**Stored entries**
Issue #121, opened 2019-07-27
Proposal: replace glog with Corrade::Utility::Debug


mosra:
I'm seeing a lot of code like

```cpp
LOG(INFO) << "User provided object inertia " 
          << bInertia.x() << " " << bInertia.y() << " " << bInertia.z();
```

or a `switch` that looks like 

```cpp
      case Magnum::MeshPrimitive::Lines:
        LOG(ERROR) << "Invalid primitive: Lines";
        break;
      case Magnum::MeshPrimitive::Points:
        LOG(ERROR) << "Invalid primitive: Points";
        break;
      case Magnum::MeshPrimitive::LineLoop:
        LOG(ERROR) << "Invalid primitive Line loop";
        break;
      ...
```

It's making me sad, because it wastes programmer time -- logging / printf debugging should not involve any mental overhead of "how the heck do I print this variable". The [Utility::Debug](https://doc.magnum.graphics/corrade/classCorrade_1_1Utility_1_1Debug.html) class in Magnum can do the same as just:

```cpp
Debug{} << "User provided object inertia" << bInertia;
```

and it can also print *any* container, almost all Magnum enum values (as names, not numbers, of course), it has output redirection (and muting), debug/warning/error levels, colored output if you want to get fancy and it can [print images](https://blog.magnum.graphics/backstage/multidimensional-strided-array-views/#enter-strided-array-views) as well.

I never used glog, but looking at the project page there doesn't even seem to be any real docs for it, apart from a [raw HTML file](https://github.com/google/glog/blob/master/doc/glog.html). How well maintained that project is? For the WebGL build in #53 we'd need to use something else anyway, so I would propose switching away from it completely.

My question is -- is there any glog feature that `Utility::Debug` doesn't have and you need it? One thing I'm aware of is that it doesn't prefix the output with file/line by default, but there's a (not yet merged) proposal that adds it as an opt-in feature on supported compilers: https://github.com/mosra/corrade/pull/55

msavva:
Thanks @mosra for making this proposal!  It will certainly make things easier for us down the line if we can leverage logging from Magnum (and get free WebGL build support).  Overall, it does seem that switching from `glog` to `Utility::Debug` will bring benefits without giving up too much.

[...]

PR #200, opened 2019-09-09
Add an eigen format to control the way vectors are printed.

bigbike:
## Motivation and Context
As titled.
This PR improves the format of the output vectors, and makes it a bit easier to read.

Before this change:
image

After this change:
image

## Types of changes

## Checklist

### DIFF
--- a/src/esp/gfx/Viewer.cpp
+++ b/src/esp/gfx/Viewer.cpp
@@ -347,28 +347,38 @@ void Viewer::keyPressEvent(KeyEvent& event) {
     case KeyEvent::Key::A:
       controls_(*agentBodyNode_, "moveLeft", moveSensitivity);
       LOG(INFO) << "Agent position "
-                << Eigen::Map<vec3f>(agentBodyNode_->translation().data());
+                << Eigen::Map<vec3f>(agentBodyNode_->translation().data())
+                       .format(eigenFlatFormat_);
       break;
     case KeyEvent::Key::D:
       controls_(*agentBodyNode_, "moveRight", moveSensitivity);
       LOG(INFO) << "Agent position "
-                << Eigen::Map<vec3f>(agentBodyNode_->translation().data());
+                << Eigen::Map<vec3f>(agentBodyNode_->translation().data())
+                       .format(eigenFlatFormat_);
       break;
     case KeyEvent::Key::S:
       controls_(*agentBodyNode_, "moveBackward", moveSensitivity);
       LOG(INFO) << "Agent position "
-                << Eigen::Map<vec3f>(agentBodyNode_->translation().data());
+                << Eigen::Map<vec3f>(agentBodyNode_->translation().data())
+                       .format(eigenFlatFormat_);
       break;
     case KeyEvent::Key::W:
       controls_(*agentBodyNode_, "moveForward", moveSensitivity);
       LOG(INFO) << "Agent position "
-                << Eigen::Map<vec3f>(agentBodyNode_->translation().data());
+                << Eigen::Map<vec3f>(agentBodyNode_->translation().data())
+                       .format(eigenFlatFormat_);
       break;
     case KeyEvent::Key::X:
       controls_(*agentBodyNode_, "moveDown", moveSensitivity, false);
+      LOG(INFO) << "Agent position "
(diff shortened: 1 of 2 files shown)


bigbike:
Thanks.

src/esp/gfx/Viewer.h
```diff
@@ -84,6 +84,15 @@ class Viewer : public Magnum::Platform::Application {
...
   Magnum::Timeline timeline_;
+
+  const Eigen::IOFormat eigenFlatFormat_{Eigen::StreamPrecision,
+                                         Eigen::DontAlignCols,
+                                         ", ",  // coef separator
+                                         ", ",  // row separator
+                                         "",    // row prefix
+                                         "",    // col prefix
+                                         "[",   // mat prefix
+                                         "]"};  // mat suffix
```
mosra: I encountered [this in core/esp.h](https://github.com/facebookresearch/habitat-sim/blob/1d4bd7bc8c73f6f4674e6e2c553930eff1a0d606/src/esp/core/esp.h#L32-L41) when going over the code few months ago and assumed all code was using it already:

```cpp
//! Eigen JSON string format specification
static const IOFormat
    kJsonFormat(StreamPrecision, DontAlignCols, ",", ",", "", "", "[", "]");

//! Write Eigen matrix types into ostream in JSON string format
template <typename T, int numRows, int numCols>
std::ostream& operator<<(std::ostream& os,
                         const Matrix<T, numRows, numCols>& matrix) {
  return os << matrix.format(kJsonFormat);
}
```

For the things printed in viewer, are those not `Matrix` instances and thus it doesn't work? Are those `Eigen::Array`s? Or some `Eigen::Map<Something, Something>`? What about adding another `operator<<` overload there instead so you don't need to specify `.format()` every time?

src/esp/gfx/Viewer.cpp
```diff
@@ -347,28 +347,38 @@ void Viewer::keyPressEvent(KeyEvent& event) {
...
       controls_(*agentBodyNode_, "moveDown", moveSensitivity, false);
+      LOG(INFO) << "Agent position "
+                << Eigen::Map<vec3f>(agentBodyNode_->translation().data())
+                       .format(eigenFlatFormat_);
       break;
     case KeyEvent::Key::Z:
       controls_(*agentBodyNode_, "moveUp", moveSensitivity, false);
+      LOG(INFO) << "Agent position "
+                << Eigen::Map<vec3f>(agentBodyNode_->translation().data())
+                       .format(eigenFlatFormat_);
```
mosra: The `translation()` is a `Magnum::Vector3`, right? I think this could be another TODO for #121 :)

src/esp/gfx/Viewer.h
msavva: Thanks for catching this @mosra -- indeed, an `operator<<` overload in core/esp.h ought to be able to handle formatting without the need to explicitly call `format()` every time.

bigbike: Good to know the similar format was actually defined in the esp.h.
Will take a look, and see if it can be used. Thanks.

src/esp/core/esp.h
```diff
@@ -30,8 +30,14 @@ typedef Matrix<uint32_t, 4, 1> Vector4ui;
 typedef Matrix<uint64_t, 4, 1> Vector4ul;
 
 //! Eigen JSON string format specification
-static const IOFormat
-    kJsonFormat(StreamPrecision, DontAlignCols, ",", ",", "", "", "[", "]");
+static const IOFormat kJsonFormat(StreamPrecision,
+                                  DontAlignCols,
+                                  ",",   // coef separator
```
bigbike:
```suggestion
                                  ", ",   // coef separator
```
Can I add a "space" behind the comma for the coef, and row separator? It looks better in my opinion.

The following is the one WITHOUT the space:
image

And the one with the space:
image

bigbike: Please let me know your thoughts. Thanks.

msavva: Looks good to me.

bigbike:
Can I add a "space" behind the comma for the coef, and row separator?

PR #202, opened 2019-09-10
Speedup incremental build of WebGL

msbaines:
Currently an incremental build requires an install which requires
all targets be built. By avoid an install, I can avoid building
the viewer.js target, cutting my incremental build time in half.

## Motivation and Context

Currently an incremental build requires an install which requires
all targets be built. By avoid an install, I can avoid building
the viewer.js target, cutting my incremental build time in half.

## How Has This Been Tested

Build.

## Types of changes

## Checklist

### DIFF
--- a/src/esp/bindings_js/CMakeLists.txt
+++ b/src/esp/bindings_js/CMakeLists.txt
@@ -14,12 +14,21 @@ target_link_libraries(hsim_bindings
 
 set_target_properties(hsim_bindings PROPERTIES LINK_FLAGS "--bind")
 
-# copy JS/HTML/CSS scaffolding for WebGL build
-install(FILES
-  bindings.html
-  bindings.css
-  navigate.js
-  simenv_embind.js
-  ${MAGNUM_WINDOWLESSEMSCRIPTENAPPLICATION_JS}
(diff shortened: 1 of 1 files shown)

**Requirement**
Line count for "numRows": determine it from the data and answer with the number by itself.

**Result for this exercise**
2